Non potevo non proporre il Croton (foto 12) scientificamente Codiaeum variegatum, una delle  più belle foglie che ci siano in circolazione come varietà e composizioni cromatiche, su cui però  non mi soffermo per passare rapidamente all’unico fiore di questa breve rassegna: quello  dell’Anigozanthos (foto 13) che qua vediamo in diverse varietà cromatiche, dal rosa al giallo  all’arancione.  

Ebbene il nome dal greco significa “fiore diverso”. Usando un linguaggio moderno potremmo  chiamarlo un “diversamente fiore” per la corolla “atipica” divisa in sei parti che qua però non  compare salvo in un esemplare arancione al centro in alto e in uno rosa a sinistra, ove i petali  appaiono dispiegati. Per il resto sono chiusi per cui, altra sorpresa, i colori che vediamo non sono  quelli dei fiori pd, bensì quelli dei loro involucri. 

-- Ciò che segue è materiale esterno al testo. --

PR #10773, opened 2026-05-24
feat(query-core): pass failureCount to QueryCache onError callback

### LINKED ISSUE #10713: Enhancement: add retryAttempt to query error callback context
## Feature request

When a query fails with retries enabled, the error callback receives the final error but does not know which retry attempt it occurred on. This makes it difficult to implement differentiated error handling (e.g., show a different message after 3 retries vs first failure).

## Proposed solution

Include `retryAttempt: number` in the context passed to the error callback, indicating which retry attempt caused the failure.

n-satoshi061:
## Summary

Closes #10713.

Adds a third `failureCount` parameter to `QueryCacheConfig.onError`, indicating how many retry attempts occurred before the final failure:

- `0` — the initial attempt failed (no retries happened)
- `n` — `n` retries were exhausted before giving up

This makes it easy to implement differentiated error handling without having to derive the count from `query.state.fetchFailureCount`:

```ts
new QueryCache({
  onError: (error, query, failureCount) => {
    if (failureCount === 0) {
      toast.error('Request failed')
    } else {
      toast.error(`Request failed after ${failureCount} retries`)
    }
  },
})
```

The value is consistent with the `failureCount` convention already used in `ShouldRetryFunction` and `RetryDelayFunction`.

## Test plan

- [x] Updated existing `onError` test to assert `failureCount = 0` when no retries occur
- [x] Added new test asserting `failureCount` equals the configured `retry` count when retries are exhausted
- [x] All `@tanstack/query-core` tests pass (527 tests)
- [x] All `@tanstack/react-query` tests pass (542 tests)

## Release Notes

* **New Features**
  * Error callbacks now receive a `failureCount` parameter indicating the number of retry attempts before the final error occurred. A value of 0 means no retries were attempted. This enables conditional error handling logic based on retry behavior.

[Review Change Stack](https://app.coderabbit.ai/change-stack/TanStack/query/pull/10773?utm_source=github_walkthrough&utm_medium=github&utm_campaign=change_stack)

### DIFF
--- a/.changeset/feat-query-cache-on-error-failure-count.md
+++ b/.changeset/feat-query-cache-on-error-failure-count.md
@@ -1,0 +1,21 @@
+---
+"@tanstack/query-core": minor
+---
+
+feat(query-core): pass `failureCount` to `QueryCache` `onError` callback
+
+The `onError` callback in `QueryCacheConfig` now receives a third argument `failureCount: number` indicating how many retry attempts occurred before the final failure (0 means no retries happened).
+
+This allows differentiated error handling based on the retry count:
+
+```ts
+new QueryCache({
+  onError: (error, query, failureCount) => {
+    if (failureCount === 0) {
+      toast.error('Request failed')
+    } else {
+      toast.error(`Request failed after ${failureCount} retries`)
+    }
+  },
+})
+```
--- a/packages/query-core/src/__tests__/queryCache.test.tsx
+++ b/packages/query-core/src/__tests__/queryCache.test.tsx
@@ -325,11 +325,31 @@ describe('queryCache', () => {
       })
       await vi.advanceTimersByTimeAsync(100)
       const query = testCache.find({ queryKey: key })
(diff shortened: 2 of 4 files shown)


n-satoshi061:
I'm aware that `query.state.fetchFailureCount` already exposes this value, so let me explain the motivation.

The driving use case from #10713 is differentiated error handling — showing a different message on first failure vs. after retries are exhausted. While `query.state.fetchFailureCount` technically makes this possible, surfacing it as a direct callback argument has a couple of ergonomic advantages:

1. **Consistency with existing API** — `ShouldRetryFunction` and `RetryDelayFunction` already receive `failureCount` as a direct argument. `QueryCache.onError` being the odd one out that requires drilling into `query.state` feels like an inconsistency.
2. **Discoverability** — the value is immediately visible in the function signature without knowing the shape of `query.state`.

That said, I understand the concern about growing the API surface. Would you consider this worth adding, or do you feel the existing `query.state.fetchFailureCount` is sufficient and this should stay closed?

La forma pelosa e digitata delle corolle ricorda le dita di una zampa, donde il nome alla pianta di  Zampa di canguro. Il canguro, con cui ne condivide anche l’origine che è australasica! 

Incredibile, un’altra correlazione animalesca, e chissà quante altre ne possiamo trovare  approfondendo l’indagine, che però si ferma qui, ringraziando pertanto questo weekend botanico  anche per avermi fatto conoscere meglio gli animali!